# Conformation On my OTTB



## LoveofOTTB (Dec 7, 2014)

Hello,

I am not very good at judging confirmation, but I was wondering what everyone thought of my OTTB Manhattan, his JC name is Balkan Fire. I am just so happy to have him in my life, but I am always curious to his conformation!

Thank you.



This is before I got him, sent over from his old owners when they first got him:


----------



## Westhoff Gal (Dec 4, 2014)

Hey! Another ND user! Cool! See how he kind of has 'U' shape close to his withers on his neck? Do some exercises that work that top line, and you should see that start disappearing =)


----------



## LoveofOTTB (Dec 7, 2014)

We have been working on it! haha it is getting better than it was, with is being so cold lately I have not been riding every day or riding for very long, with this heat wave we are having riding is becoming an every day thing haha!


----------



## stevenson (Sep 12, 2011)

he sure has a high wither. His hocks appear to be puffy, like they have spavins? or some past injury . steep shoulder , maybe slightly tied in at the knee.
He is cute, and from the prev pic he will have a lovely color come summer, I am a sucker for the red horses.


----------



## Raven13 (Apr 12, 2013)

He's a good looking man. I love his intelligent, bright eye, nice long neck. Good shoulder, fairly short strong back. He is a bit long in his front canons but not awful. I like the muscling he pt on his hind end with you. 

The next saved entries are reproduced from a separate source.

PR #527, opened 2020-03-06
Separate middleware initialization

IchHabRecht:
The frontend usergroup needs to be set before the typo3/cms-frontend/page-resolver is processed. At that time the TSFE controller isn't initialized yet, so the TSFE configuration needs to be done at a later point.


tomasnorre:
Thanks a lot, will have a look. 
Could you perhaps run the `.Build/bin/ecs check Classes Configuration Tests --fix` on your changes and push again :)

Issue #481, opened 2019-11-28
[BUG] Direct Requests doesn't work


tomasnorre:
Steps to reproduce:

*Current Behaviour*
1. Go to the Crawler Log
2. Press the "process wheel"
3. Status column isn't updated

*Expected Behaviour*
The Status column should be updated with a ok or an info-text on the error.

![crawler-log](https://user-images.githubusercontent.com/1212481/69781983-0f7d2f00-11b0-11ea-875b-f32f18796d05.png)

PR #534, opened 2020-04-07
[BUGFIX] Check if indexes are set before using the in bootstrap.php (#481)

tomasnorre:
Resolves: #481


tomasnorre:
Unfortunately it doesn't solve the problem, have tested on a different instance than my devbox.

PR #555, opened 2020-04-29
[FIX] get fe_user from $GLOBALS['TSFE']

werkraum-admin:
Setting the $frontendUser with $request->getAttribute('frontend.user') resulted in a \stdClass

Since this middleware is called after the core fe_user authenticator we can assume an instance of FrontendUserAuthentication is set in $GLOBALS['TSFE']->fe_user


tomasnorre:
Thanks for your pr @werkraum-admin,

In which TYPO3 version do you have an issue with this?

bmack:
Yes. You are right: 👍

PR #556, opened 2020-04-29
Fix/backend controller

werkraum-admin:
In case of a PDF Document on a page $parameters['url'] was not set -> fallback to 'alturl'. Otherwise the backend throws an error.

The same Issue accoured with getResFeVars


tomasnorre:
Thanks for our PR @kozodev

PR #562, opened 2020-05-02
[TASK] Add and optimize some behavior tests

tomasnorre:


TomasVotruba:
I'll try to run this PR locally and see what goes wrong with Rector

TomasVotruba:
I might have an idea... [`PropertyProperty` is actually subnode of `Property`](https://github.com/rectorphp/rector/blob/master/docs/nodes_overview.md#phpparsernodestmtproperty). 

So maybe the docblock is detected on wrong node. Will investigate

TomasVotruba:
Of course that's it :) 

Would you like to send PR, since you've invested a lot into issue report?

It's pretty simple, just update this class: https://github.com/rectorphp/rector/blob/master/src/Exclusion/Check/ExcludeByDocBlockExclusionCheck.php#L15

```diff
+use PhpParser\Node\Const_;
+use PhpParser\Node\Stmt\PropertyProperty;

// ...

public function isNodeSkippedByRector(PhpRectorInterface $phpRector, Node $node): bool
    {
+       if ($node instanceof PropertyProperty || $node instanceof Const_) {
+           $node = $node->getAttribute(AttributeKey::PARENT_NODE);
+       }

        $comment = $node->getDocComment();
        if ($comment !== null && $this->checkCommentForIgnore($phpRector, $comment)) {
            return true;
        }
```

tomasnorre:
I'll check and send PR.

tomasnorre:
It's working but the tests `composer complete-check` isn't green. 

```
$ vendor/bin/phpstan analyse --ansi --error-format symplify

 --------------------------------------------------------------------------------------------------------------------------------------------------------------------------------------------------------------
 src/Exclusion/Check/ExcludeByDocBlockExclusionCheck.php:24
 --------------------------------------------------------------------------------------------------------------------------------------------------------------------------------------------------------------
 - '#Cannot call method getDocComment\(\) on PhpParser\\Node\|null#'
 --------------------------------------------------------------------------------------------------------------------------------------------------------------------------------------------------------------

 --------------------------------------------------------------------------------------------------------------------------------------------------------------------------------------------------------------
 src/Exclusion/Check/ExcludeByDocBlockExclusionCheck.php:30
 --------------------------------------------------------------------------------------------------------------------------------------------------------------------------------------------------------------
 - '#Cannot call method getAttribute\(\) on PhpParser\\Node\|null#'
 --------------------------------------------------------------------------------------------------------------------------------------------------------------------------------------------------------------
```

The problem as I see it is that the 
```
 if ($node instanceof PropertyProperty || $node instanceof Const_) {
            $node = $node->getAttribute(AttributeKey::PARENT_NODE);
        }
```

resolves in a different node class or null where the `->getComment()` and `->getAttribute()` isn't available.

TomasVotruba:
What do you suggest?

tomasnorre:
I'll have to consider that to have the code as clean as possible. :)

tomasnorre:
```php
 if ($node instanceof PropertyProperty || $node instanceof Const_) {
            $node = $node->getAttribute(AttributeKey::PARENT_NODE);
            if ($node === null) {
                return false;
            }
        }
```

This would be my suggestion. By will not commit before I hear your comments.

TomasVotruba:
Exactly my thoughts.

Now this is meant to be constructive so I hope you don't take too much offense to it, the one thing that's bothering me about him is the muscling change on his neck and along his top line. He looks inverted in the after picture(the first one). Does he run around with his head in the air when you ride him?


----------



## CandyCanes (Jul 1, 2013)

Hi LoveofOTTB, that is a very nice horse you have there. He is well built, and has a nice balance overall... 

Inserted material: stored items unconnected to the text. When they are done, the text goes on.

PR #1978, opened 2026-06-24
chore: type web locks query result

imbhargav5:
## Summary
- Type the Web Locks query helper as `LockManagerSnapshot`
- Let TypeScript infer the lock record type when filtering held and pending locks

## Verification
- `pnpm --filter rooks exec vitest run src/__tests__/useWebLocksApi.spec.tsx`


imbhargav5:
Closing as a duplicate of an earlier Codex PR covering the same change; keeping the oldest implementation in this series.

PR #1979, opened 2026-06-24
chore: type web locks query result

imbhargav5:
## Summary
- type the Web Locks query return value as LockManagerSnapshot
- type lock snapshot filters with LockInfo instead of any

## Verification
- pnpm --filter rooks exec vitest run src/__tests__/useWebLocksApi.spec.tsx
- git diff --check


imbhargav5:
Closing as duplicate of #1978 from the prior maintainer run; that PR already contains the same verified Web Locks type cleanup.

PR #1983, opened 2026-06-24
types: allow broadcast channel error callbacks

imbhargav5:
## Summary
- widen useBroadcastChannel onError callback type to accept Error as well as Event
- remove now-unneeded casts when forwarding caught errors

## Verification
- pnpm --filter rooks exec vitest run src/__tests__/useBroadcastChannel.spec.tsx


imbhargav5:
@mergifyio queue

PR #1988, opened 2026-06-25
chore: type web locks query results

imbhargav5:
## Summary
- Narrow the Web Locks query return type from any to LockManagerSnapshot
- Type held and pending lock filter callbacks with LockInfo

## Tests
- pnpm --dir packages/rooks exec vitest run src/__tests__/useWebLocksApi.spec.tsx
- pnpm --dir packages/rooks test


imbhargav5:
@mergifyio queue

PR #1998, opened 2026-06-25
Tighten broadcast channel default payload type

imbhargav5:
## Summary
- default useBroadcastChannel's generic payload type to unknown instead of any
- keep runtime behavior unchanged while improving the untyped callback surface

## Verification
- pnpm -C packages/rooks exec vitest run src/__tests__/useBroadcastChannel.spec.tsx
- pnpm -C packages/rooks typecheck


imbhargav5:
@mergify queue

PR #1999, opened 2026-06-25
test: type fullscreen mock element

imbhargav5:
## Summary
- replace the fullscreen test mock's any cast with a local mock element type
- remove a stray empty comment block from the same test

## Verification
- pnpm --dir packages/rooks exec vitest run src/__tests__/useFullscreen.spec.tsx


imbhargav5:
@mergify queue

imbhargav5:
@mergify queue

PR #2001, opened 2026-06-25
test: type useSpring raf mock callback

imbhargav5:
## Summary
- replace the `any` callback in the `useSpring` raf mock with an explicit timestamp callback type

## Verification
- pnpm --dir packages/rooks exec vitest run src/__tests__/useSpring.spec.ts
- pnpm --dir packages/rooks run typecheck


imbhargav5:
@mergify queue

imbhargav5:
@mergify queue

PR #2003, opened 2026-06-25
fix session storage lazy initializer

imbhargav5:
## Summary
- call function initializers in useSessionstorageState when sessionStorage has no value
- add a focused regression test matching local storage lazy initializer behavior

## Verification
- pnpm --filter rooks exec vitest run src/__tests__/useSessionstorageState.spec.tsx


imbhargav5:
@mergifyio queue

However, I am afraid I think the over all look of him is better in the second photo, even if he is a little light. His neck and top line are in a much more rounded shape, and he has better neck muscling. In the first photo, although he is more muscled on the neck, it is all on the underside, where you don't want it. You want all the muscling along the crest. I think that he is not working in the correct outline, and may be very inverted and hollow when you ride him. Is that correct?


----------



## Viranh (Apr 7, 2013)

I see a steep shoulder but otherwise lovely horse. I agree that the neck muscling looks better in the before photo. It can be a lot of work to get these guys going in a correct frame, particularly if they have other issues, but you might benefit from having a dressage instructor watch you ride and/or ride him and give you some pointers about how to help him out. Sometimes we don't notice these things without a second set of eyes.


----------



## LoveofOTTB (Dec 7, 2014)

Yes he does hold his head up very high! I just got him in September from a horse seller, who got him from a riding program. So I plan on working on everything! thank you guys so much for all of this! He does have some past injuries, he has a nice long scar on his let buttock, kinda going up into the tail area, and another on his left hind cannon bone. I have NO clue what happened since he came to me with that, but when I was looking up his tattoo the jockey club has both of those on file for his description (thats how I knew they had the right one lol) But My trainer and I are working on getting his top line better, and getting his head lower as well. I know it will take a while and a lot of work but I am up for the challenge! He is such a sweet boy, and tries so hard for me, even though I have only had him for a few months!


----------



## hyperkalemic4 (Dec 8, 2014)

If it was the OTT you are asking about, It would have been great to see a great profile of him and also close ups of the legs.


----------



## LoveofOTTB (Dec 7, 2014)

I think I do have some of his legs, that I took by myself, they aren't the best since I didn't have anyone else to hold him for me, but they got the job done. haha Let me see if I can find them.


----------



## LoveofOTTB (Dec 7, 2014)

Here are some shots of his legs, again they aren't the best, but the best I could do! haha In the front picture you can see the scar on his back canon bone, No clue where it come from and his legs never seem to bother him at all when I ride. Plus you can also see the scar on his left buttock I am talking about, just two interesting things my boy came with that has me wondering what happened. I have tried to search for his old trainer and his owner when he used to race, no luck!

Front:








Backs:


----------



## Elana (Jan 28, 2011)

He is bench knee'd. The cannons are offset under the knee to the outside. He has some rotation in front.. but it starts up high so should not be an issue.


----------